Supplied records:
PR #358, opened 2018-08-08
Cross Instance Point In Time Recovery support

### LINKED ISSUE #357: Point In Time Recovery Cross Instance Restore
**Description**
Service Fabrik broker needs to support cross instance restore. Two scenarios need to cover

1. Source instance present in system
2. Source instance deleted

sauravmndl:
Fixes #357 and #360

### DIFF
--- a/api-controllers/FabrikBaseController.js
+++ b/api-controllers/FabrikBaseController.js
@@ -127,11 +127,6 @@ class FabrikBaseController extends BaseController {
   }
 
   validateRestoreQuota(options) {
-    const isPitrEnabled = this.getService(options.service_id).pitr;
-    if (!isPitrEnabled) {
-      logger.debug('Non pitr service', options);
-      return true;
-    }
     return this.backupStore
       .getRestoreFile(options)
       .then(metdata => {
--- a/api-controllers/FabrikBaseController.js
+++ b/api-controllers/FabrikBaseController.js
@@ -127,6 +127,12 @@ class FabrikBaseController extends BaseController {
   }
 
   validateRestoreQuota(options) {
+    const isPitrEnabled = this.getService(options.service_id).pitr;
+    if (!isPitrEnabled) {
+      // For non pitr supported services skipping quota check
+      logger.debug('Non pitr service', options);
+      return true;
+    }
     return this.backupStore
       .getRestoreFile(options)
       .then(metdata => {
@@ -217,6 +223,10 @@ class FabrikBaseController extends BaseController {
 
   createInstance(instance_id, service_id, plan_id, context) {
     return this.fabrik.createInstance(instance_id, service_id, plan_id, context);
+  }
+
+  getService(service_id) {
+    return catalog.getService(service_id);
   }
 
   getPlan(plan_id) {
--- a/api-controllers/FabrikBaseController.js
+++ b/api-controllers/FabrikBaseController.js
@@ -115,7 +115,7 @@ class FabrikBaseController extends BaseController {
 
   validateRestoreTimeStamp(epochDateString) {
     // Here validating 
-    // 1. Requested time stamp should be an epoch.
+    // 1. Requested time stamp should be epoch millisecond.
     // 2. Requested time should not be older than 14(retention period) days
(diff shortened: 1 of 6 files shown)


api-controllers/ServiceFabrikApiController.js
```diff
@@ -450,7 +450,7 @@ class ServiceFabrikApiController extends FabrikBaseController {
         }
```
ketakig12: What does it mean to send timestamp in a request for non-pitr service? Should that be also validated before proceeding?

api-controllers/ServiceFabrikApiController.js
```diff
@@ -450,7 +450,7 @@ class ServiceFabrikApiController extends FabrikBaseController {
...
       })
       .then(() => this.validateRestoreQuota({
```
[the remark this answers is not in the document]
ketakig12: Yes, I think should be validated for the target instance.

api-controllers/FabrikBaseController.js
```diff
@@ -127,6 +127,12 @@ class FabrikBaseController extends BaseController {
   }
 
   validateRestoreQuota(options) {
+    const isPitrEnabled = this.getService(options.service_id).pitr;
+    if (!isPitrEnabled) {
+      // For non pitr supported services skipping quota check
```
jagadish-kb: remove comments which are self-explanatory from looking at the code directly & straight forward.

api-controllers/ServiceFabrikApiController.js
```diff
@@ -482,7 +482,7 @@ class ServiceFabrikApiController extends FabrikBaseController {
           return this.backupStore.getBackupFile(backupFileOptions);
         }
       })
-      .catchThrow(NotFound, new UnprocessableEntity(`Cannot restore for guid/timeStamp '${timeStamp || backupGuid}' as no successful backup found in this space`))
+      .catchThrow(NotFound, new UnprocessableEntity(`Cannot restore for guid/timeStamp '${timeStamp || backupGuid}' as no successful backup found in this space.`))
```
jagadish-kb: comment is related to LN 490 - shouldn't we also pass source instance id and ensure they belong to the same plan as the instance id being restored or  check the restore predecessors & see if its allowed?

sauravmndl: The restore predecessor is check in LN 490. As the input is plan id of metadata of backup, and checked with current instance's plan or whether it is predecessor of current plan. So, I think by that it is already covered.

api-controllers/FabrikBaseController.js
sauravmndl: done

api-controllers/ServiceFabrikApiController.js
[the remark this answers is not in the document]
sauravmndl: Yes, it should be checked for current instance.

api-controllers/ServiceFabrikApiController.js
sauravmndl: Fabrik searches for a base backup before the requested timestamp. while triggering the backup via agent api backup_guid also sent in this case. Transaction log replaying happens in case time_stamp is also present. 

The check need not to be implemented at server end. If required can be introduced in client (cf cli/ UI based).
@jagadish-kb  @kamath-prasad  What is your opinion?

kamath-prasad: I think this validation is not necessary since anyways agent will not consume the timestamp even if passed.

api-controllers/FabrikBaseController.js
```diff
@@ -127,6 +127,11 @@ class FabrikBaseController extends BaseController {
   }
 
   validateRestoreQuota(options) {
+    const isPitrEnabled = this.getService(options.service_id).pitr;
```
abh1kg: Can we come up with a better option than "pitr"? Not sure if we can though :)

api-controllers/ServiceFabrikApiController.js
sauravmndl: added a check for non pitr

How to complete this task: Copy each line above where "createInstance" appears.

Exercise result:
   createInstance(instance_id, service_id, plan_id, context) {
     return this.fabrik.createInstance(instance_id, service_id, plan_id, context);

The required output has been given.